* **ACTIVITY**
Please state the number of lines in the listing that contain the word "endDate", and nothing else.

* **PROVIDED RECORDS**
PR #4, opened 2019-01-02
sql scheme from UML in google drive

FilipePintoReis:
Está a faltar aí um check na table do Ad.
Pedia que revissem as linhas 20 e 60 do ficheiro sql


imnotteixeira:
@FilipePintoReis Please re-create this PR from `feat/database` -> `develop` instead of `master`. 

Also, on lines 20 and 60, remove the comments from the code, and add a line review for them on github instead, so that when merging there are no comments behind

PR #5, opened 2019-01-06
Feat/database

FilipePintoReis:
Wouldn't it be better if there was a telephone number and an email and one of them had to exist?
line 20

endDate - publishDate >= 1 and <= 6, there's a check missing
line 58

What format should this be in?
line 60


src/main/database/database.sql
```diff
@@ -0,0 +1,105 @@
...
+	companyId INTEGER REFERENCES Company(id),
+	timestamp	DATETIME,
+	extrainfo	TEXT
+);
+
+DROP TABLE IF EXISTS Company;
+CREATE TABLE Company (
+	id	 	INTEGER PRIMARY KEY AUTOINCREMENT,
+	name	TEXT,
+	contacts	TEXT NOT NULL,
```
FilipePintoReis: Wouldn't it be better if there was a telephone number and an email and one of them had to exist?

src/main/database/database.sql
```diff
@@ -0,0 +1,105 @@
...
+	technologyId3 INTEGER REFERENCES Technology(id),
+	technologyId4 INTEGER REFERENCES Technology(id),
+	technologyId5 INTEGER REFERENCES Technology(id),
+	technologyId6 INTEGER REFERENCES Technology(id),
+	technologyId7 INTEGER REFERENCES Technology(id),
+	cityId INTEGER REFERENCES City(id),
+	title	TEXT,
+	publishDate	DATETIME, 
+	endDate	DATETIME,
+	jobDuration INTEGER,
```
FilipePintoReis: What format should this be in?

miguelpduarte:
Heya!

Converting the database model into code is a good idea, but this is SQL!

We are going to be using MongoDB which is another database language and does not work with SQL :sweat_smile:

Issue #19, opened 2019-08-06
Improve code structure


miguelpduarte:
`Express` is a decent library/framework (who cares, really?), but it does not enforce any structure at all, which can result in getting stuff all over the place.

So, we should follow something like [this](https://softwareontheroad.com/ideal-nodejs-project-structure/) - I'm reading it now and it all makes a lot of sense. We can iterate on it, but I feel that at least a basic level of what's described there should be implemented :smile:

miguelpduarte:
Would like to have some insight/discussion on this, to get some opinions before enforcing too much stuff

imnotteixeira:
Didn't have the chance to dive deep into that solution, but I liked the general ideas in there, which promote code reliability and improve structure, making this project maintainable, which should be one of the goals. That being said, I approve.

xRuiAlves:
+1

miguelpduarte:
Cool beans, will bother you both when the PR eventually drops 😄 

(Probably should finish up #7 first, long time coming and almost done - it's on `feature/database`, should open a draft PR today and finish up soonTM - will need to fix my old code surely 🙃 )

PR #20, opened 2019-08-06
Feature/database

### LINKED ISSUE #7: Implement base MongoDB Schema

miguelpduarte:
Creating a PR already because draft PRs are a thing now, yay! 🎉 

Closes #7 finally, will try to finish this up soon TM


miguelpduarte:
Oh god, so many useless commits 😢 

This will need some aggressive interactive rebasing for squasherooo

imnotteixeira:
Can't we simply Squach and Merge this PR in the end? @miguelpduarte

miguelpduarte:
> Can't we simply Squach and Merge this PR in the end? @miguelpduarte

Yes but no, would rather just Merge without squashing to maintain a representative git history - actually want to enforce this as much as possible, and try to make people less afraid of git's cli and interactive rebasing, force pushing, etc

miguelpduarte:
Also something I noticed, our tests should not rely on the database running.
Should change the travis CI configs then, to ensure that we do not rely on this. It probably increases build time and encourages bad practices unnecessarily.

#19 will hopefully result in better and more easily testable code so it should also not be a problem moving forward 😄 

Will track it in an issue and add the link here.

imnotteixeira:
Well, they should if they are E2E Tests. For simple unit tests, no external service should be needed

miguelpduarte:
> 
> 
> Well, they should if they are E2E Tests. For simple unit tests, no external service should be needed

Not really... Depending on a database service running to test your code sounds like something I'd like to pointedly avoid... Dependency Injection and simply splitting the code correctly should make for testable code that does not require any DB (or external service, for that matter, if we end up using any) running.
It sounds simply like good practices to me.

imnotteixeira:
Real E2E tests should mimic the environment fully, and so they should have a DB service running. However, tests with mocked DBs should be enough in our case I believe

miguelpduarte:
> 
> 
> Real E2E tests should mimic the environment fully, and so they should have a DB service running. However, tests with mocked DBs should be enough in our case I believe

In what way does communicating with external anythings improve the tests? It just introduces an uncertainty factor relative to the communication itself and to the external service's uptime and behavior.

It is much better to always mock everything - in that way, as I've said, we are not testing any configuration or external service. What you mention makes sense, but only in the concept of having a `staging` environment, and not in the context of testing at all.

imnotteixeira:
Imagine the way you make the calls to the DB service makes it hang or abruptly fail die to a misconfiguration of some sort. That's when you want a real service to test, because the mocks would not fail in those cases.

As I've said, this is probably overengineering to have a full service running on our part, but to say that it is much better to always mock everything is not fully true.

miguelpduarte:
> Imagine the way you make the calls to the DB service makes it hang or abruptly fail die to a misconfiguration of some sort. That's when you want a real service to test, because the mocks would not fail in those cases.

I understand your point. However, the place for verifying that is not in tests that will run in the dev's PCs and in CI suites. That is a concern for staging/production environments configuration. And testing that in tests is entirely out of scope.

> As I've said, this is probably overengineering to have a full service running on our part, but to say that it is much better to always mock everything is not fully true.

That is my point exactly, it's overengineering and expensive one - we could use a node alpine image, which would certainly reduce the amount of time for CI to spin up drastically, and certainly the test suites in the dev's PCs as well.
I stand my point on mocking everything. Testing everything at once is being lazy imo, and just calling it E2E or integration testing is just an easy way out - my _personal_ opinion.
Feel free to disagree, but the point about CI spin up time stands, see what @xRuiAlves said in #22 for example.

(By the way, this discussion should totally be in #21 and not here 😅)

miguelpduarte:
I think this is good to go, undrafting

miguelpduarte:
Derp, need to rebase master into this
Will do it ASAP

miguelpduarte:
Well, that resulted in a lot of things not making sense anymore... :sweat_smile: 

Guess I'm gonna go for a merge to update upstream changes next time, despite the superfluous commit.

src/models/Ad.js
```diff
@@ -0,0 +1,117 @@
...
+const uniqueArrayPlugin = require("mongoose-unique-array");
+const JobTypes = require("./JobTypes");
+const {FieldTypes, MIN_FIELDS, MAX_FIELDS} = require("./FieldTypes");
+const {TechnologyTypes, MIN_TECHNOLOGIES, MAX_TECHNOLOGIES} = require("./TechnologyTypes");
+const PointSchema = require("./Point");
+
+// Defining relevant constants
+const {MONTH_IN_MS, AD_MAX_LIFETIME_MONTHS} = require("./TimeConstants");
+
+//TODO: Define indexes? (Location is indexed in Point subdocument supposedly already) Probably should index the search fields (all?)
```
imnotteixeira: Please do not place `TODO`s in code, create issues instead.

src/models/FieldTypes.js
```diff
@@ -0,0 +1,17 @@
+const FieldTypes = Object.freeze([
```
imnotteixeira: We should use a ENUM notation for the variables : `BACK_END` instead of `Back-End`, either here or the DB, assuming this will be there in the future, so that we have the freedom to work with translations without much changes to the code, as the variables will be the same, and only the display changes depending on language

src/models/JobTypes.js
```diff
@@ -0,0 +1,9 @@
+const JobTypes = Object.freeze([
```
imnotteixeira: Same comment as `FieldTypes`: ENUM notation.

src/models/Ad.js
miguelpduarte: Tracked here https://github.com/NIAEFEUP/nijobs-be/issues/27

miguelpduarte: (Probably a carry-over from the old development in which the communication was being done via commit comments and not PRs since there were no draft PRs 😅 )

src/models/FieldTypes.js
miguelpduarte: I understand the idea, but am not really sure if this is all that relevant: it's a string all the same and the front-end will have to parse things back and forth if this is changed to not be the display value.

But I see the point and will make no resistance to it (this would be more relevant especially if strings were to contain spaces)

miguelpduarte: What do you think? I can see this being annoying because of having to convert back and forth

miguelpduarte: Also, what about `TechnologyTypes`? Not considering translation there I guess?

imnotteixeira: `TechnologyTypes` is different, because they don't have translations. In this case we would store the enum values in the schema, and the frontend would fetch a translation document in the db for the selected value, hence the enum-style, so that this is decoupled from the display as much as possible. It is easier to do from the start rather than later.

miguelpduarte: Hmm I see 🤔 

However, I think that fetching the translation document sounds weird - we could just have the translation data in the Front-End using something like [LinguiJS](https://lingui.js.org/) or [react-intl](https://github.com/formatjs/react-intl).
What really matters is that the Front-End adheres to the Schema when making requests, and everything else (display related) should be handled by the Front-End imo

Anyway, this is a bit of a premature discussion anyway, as the time to worry about that is still a long time away haha

miguelpduarte:
Implemented the requested fixes (`s/.*/\U&` and `s/-/ _` made that a breeze, 😀)

Had some issues related to needing the DB to be running to be able to run the tests, but that should be addressed soon(TM) (#21) 😄

src/models/FieldTypes.js
imnotteixeira: Translations should not be hardcoded in the front-end, that makes changes harder, as to fix a simple typo in a translation, for example, one would need to create a PR, pass the tests, etc.. versus changing the DB record directly. But yeah, this is another discussion.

* **EXERCISE OUTPUT**
2